EXERCISE INSTRUCTIONS:
Below this line is a set of entries; quote exactly the lines from the line that contains "mbartling, line 25: These" to the line that contains "dboyliao: I'll rename", both lines included.

+ + + + +

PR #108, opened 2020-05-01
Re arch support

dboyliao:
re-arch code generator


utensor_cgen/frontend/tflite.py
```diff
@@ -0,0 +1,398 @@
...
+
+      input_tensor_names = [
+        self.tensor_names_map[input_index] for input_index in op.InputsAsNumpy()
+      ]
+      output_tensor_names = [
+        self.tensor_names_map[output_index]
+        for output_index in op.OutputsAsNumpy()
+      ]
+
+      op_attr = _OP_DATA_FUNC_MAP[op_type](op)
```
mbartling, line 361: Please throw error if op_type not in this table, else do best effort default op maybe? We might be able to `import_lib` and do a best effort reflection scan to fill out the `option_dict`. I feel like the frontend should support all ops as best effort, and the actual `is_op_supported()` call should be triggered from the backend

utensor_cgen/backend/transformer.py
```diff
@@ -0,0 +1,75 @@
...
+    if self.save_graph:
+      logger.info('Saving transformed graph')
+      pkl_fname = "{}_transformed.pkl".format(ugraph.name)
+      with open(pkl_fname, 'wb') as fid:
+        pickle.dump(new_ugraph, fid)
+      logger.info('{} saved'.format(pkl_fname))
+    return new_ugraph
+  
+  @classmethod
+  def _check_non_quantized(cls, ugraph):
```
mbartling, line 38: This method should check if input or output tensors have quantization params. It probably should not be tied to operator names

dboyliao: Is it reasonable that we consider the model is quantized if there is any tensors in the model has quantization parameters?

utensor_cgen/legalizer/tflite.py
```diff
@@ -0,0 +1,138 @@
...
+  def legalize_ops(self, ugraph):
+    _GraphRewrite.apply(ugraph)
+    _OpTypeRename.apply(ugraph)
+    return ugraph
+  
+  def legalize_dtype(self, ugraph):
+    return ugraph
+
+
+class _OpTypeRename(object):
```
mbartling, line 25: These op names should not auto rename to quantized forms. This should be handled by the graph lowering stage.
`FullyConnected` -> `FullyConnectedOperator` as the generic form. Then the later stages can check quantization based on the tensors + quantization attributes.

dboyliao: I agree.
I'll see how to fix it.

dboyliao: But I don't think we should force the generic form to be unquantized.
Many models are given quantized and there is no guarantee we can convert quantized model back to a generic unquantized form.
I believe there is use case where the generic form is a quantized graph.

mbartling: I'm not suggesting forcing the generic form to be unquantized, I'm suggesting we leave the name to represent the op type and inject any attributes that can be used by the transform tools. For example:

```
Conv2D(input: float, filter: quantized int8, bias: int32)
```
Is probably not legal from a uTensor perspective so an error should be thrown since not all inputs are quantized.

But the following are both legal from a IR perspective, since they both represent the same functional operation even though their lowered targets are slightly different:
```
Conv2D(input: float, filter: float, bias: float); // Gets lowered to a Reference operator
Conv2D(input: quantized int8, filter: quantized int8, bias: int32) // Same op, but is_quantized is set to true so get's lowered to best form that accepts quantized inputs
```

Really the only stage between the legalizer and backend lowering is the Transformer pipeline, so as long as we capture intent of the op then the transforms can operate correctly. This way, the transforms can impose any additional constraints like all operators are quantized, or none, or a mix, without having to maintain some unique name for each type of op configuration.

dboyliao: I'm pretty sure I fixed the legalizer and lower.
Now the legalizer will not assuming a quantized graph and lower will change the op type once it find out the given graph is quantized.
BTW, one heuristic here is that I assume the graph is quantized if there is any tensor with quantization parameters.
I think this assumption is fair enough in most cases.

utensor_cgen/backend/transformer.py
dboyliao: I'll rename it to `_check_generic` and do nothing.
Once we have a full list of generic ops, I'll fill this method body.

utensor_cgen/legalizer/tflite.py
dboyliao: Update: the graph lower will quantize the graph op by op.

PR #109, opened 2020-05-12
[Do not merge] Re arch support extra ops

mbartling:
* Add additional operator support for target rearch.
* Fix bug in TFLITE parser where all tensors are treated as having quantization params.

+ + + + +

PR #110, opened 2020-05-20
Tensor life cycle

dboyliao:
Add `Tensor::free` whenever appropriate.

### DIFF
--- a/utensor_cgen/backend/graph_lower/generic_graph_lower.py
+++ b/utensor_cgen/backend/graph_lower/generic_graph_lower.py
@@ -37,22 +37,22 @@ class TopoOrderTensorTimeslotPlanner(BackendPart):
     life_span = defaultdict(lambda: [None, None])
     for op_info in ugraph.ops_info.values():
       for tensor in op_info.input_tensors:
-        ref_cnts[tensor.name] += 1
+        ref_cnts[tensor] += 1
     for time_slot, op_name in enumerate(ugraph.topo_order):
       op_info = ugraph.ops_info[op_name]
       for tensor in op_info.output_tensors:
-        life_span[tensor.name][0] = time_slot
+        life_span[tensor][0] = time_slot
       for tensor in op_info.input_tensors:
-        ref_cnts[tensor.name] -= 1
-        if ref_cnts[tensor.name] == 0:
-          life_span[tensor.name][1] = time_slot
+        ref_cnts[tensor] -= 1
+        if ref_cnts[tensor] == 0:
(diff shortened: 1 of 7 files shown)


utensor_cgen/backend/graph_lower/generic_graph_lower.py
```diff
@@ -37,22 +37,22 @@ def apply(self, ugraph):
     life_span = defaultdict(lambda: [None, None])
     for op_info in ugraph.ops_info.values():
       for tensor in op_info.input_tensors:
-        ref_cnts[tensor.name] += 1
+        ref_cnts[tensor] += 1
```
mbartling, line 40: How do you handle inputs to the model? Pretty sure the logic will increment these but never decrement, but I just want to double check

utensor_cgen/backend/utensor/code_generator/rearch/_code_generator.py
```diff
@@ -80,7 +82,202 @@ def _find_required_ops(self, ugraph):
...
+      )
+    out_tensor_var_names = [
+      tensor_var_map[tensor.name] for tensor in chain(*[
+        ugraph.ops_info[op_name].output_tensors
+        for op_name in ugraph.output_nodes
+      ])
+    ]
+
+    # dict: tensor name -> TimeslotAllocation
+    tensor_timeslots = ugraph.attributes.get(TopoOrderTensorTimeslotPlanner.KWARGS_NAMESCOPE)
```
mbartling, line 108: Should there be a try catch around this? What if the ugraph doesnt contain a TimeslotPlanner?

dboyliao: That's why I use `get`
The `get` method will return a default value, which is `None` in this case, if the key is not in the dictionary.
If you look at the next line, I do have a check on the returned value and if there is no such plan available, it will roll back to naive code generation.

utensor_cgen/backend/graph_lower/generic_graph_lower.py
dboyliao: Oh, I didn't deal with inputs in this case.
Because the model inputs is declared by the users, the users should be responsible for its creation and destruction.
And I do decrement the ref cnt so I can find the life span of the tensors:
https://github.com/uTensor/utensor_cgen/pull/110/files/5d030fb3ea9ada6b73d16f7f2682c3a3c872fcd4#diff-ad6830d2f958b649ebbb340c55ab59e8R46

+ + + + +

EXERCISE OUTPUT:
mbartling, line 25: These op names should not auto rename to quantized forms. This should be handled by the graph lowering stage.
`FullyConnected` -> `FullyConnectedOperator` as the generic form. Then the later stages can check quantization based on the tensors + quantization attributes.

dboyliao: I agree.
I'll see how to fix it.

dboyliao: But I don't think we should force the generic form to be unquantized.
Many models are given quantized and there is no guarantee we can convert quantized model back to a generic unquantized form.
I believe there is use case where the generic form is a quantized graph.

mbartling: I'm not suggesting forcing the generic form to be unquantized, I'm suggesting we leave the name to represent the op type and inject any attributes that can be used by the transform tools. For example:

```
Conv2D(input: float, filter: quantized int8, bias: int32)
```
Is probably not legal from a uTensor perspective so an error should be thrown since not all inputs are quantized.

But the following are both legal from a IR perspective, since they both represent the same functional operation even though their lowered targets are slightly different:
```
Conv2D(input: float, filter: float, bias: float); // Gets lowered to a Reference operator
Conv2D(input: quantized int8, filter: quantized int8, bias: int32) // Same op, but is_quantized is set to true so get's lowered to best form that accepts quantized inputs
```

Really the only stage between the legalizer and backend lowering is the Transformer pipeline, so as long as we capture intent of the op then the transforms can operate correctly. This way, the transforms can impose any additional constraints like all operators are quantized, or none, or a mix, without having to maintain some unique name for each type of op configuration.

dboyliao: I'm pretty sure I fixed the legalizer and lower.
Now the legalizer will not assuming a quantized graph and lower will change the op type once it find out the given graph is quantized.
BTW, one heuristic here is that I assume the graph is quantized if there is any tensor with quantization parameters.
I think this assumption is fair enough in most cases.

utensor_cgen/backend/transformer.py
dboyliao: I'll rename it to `_check_generic` and do nothing.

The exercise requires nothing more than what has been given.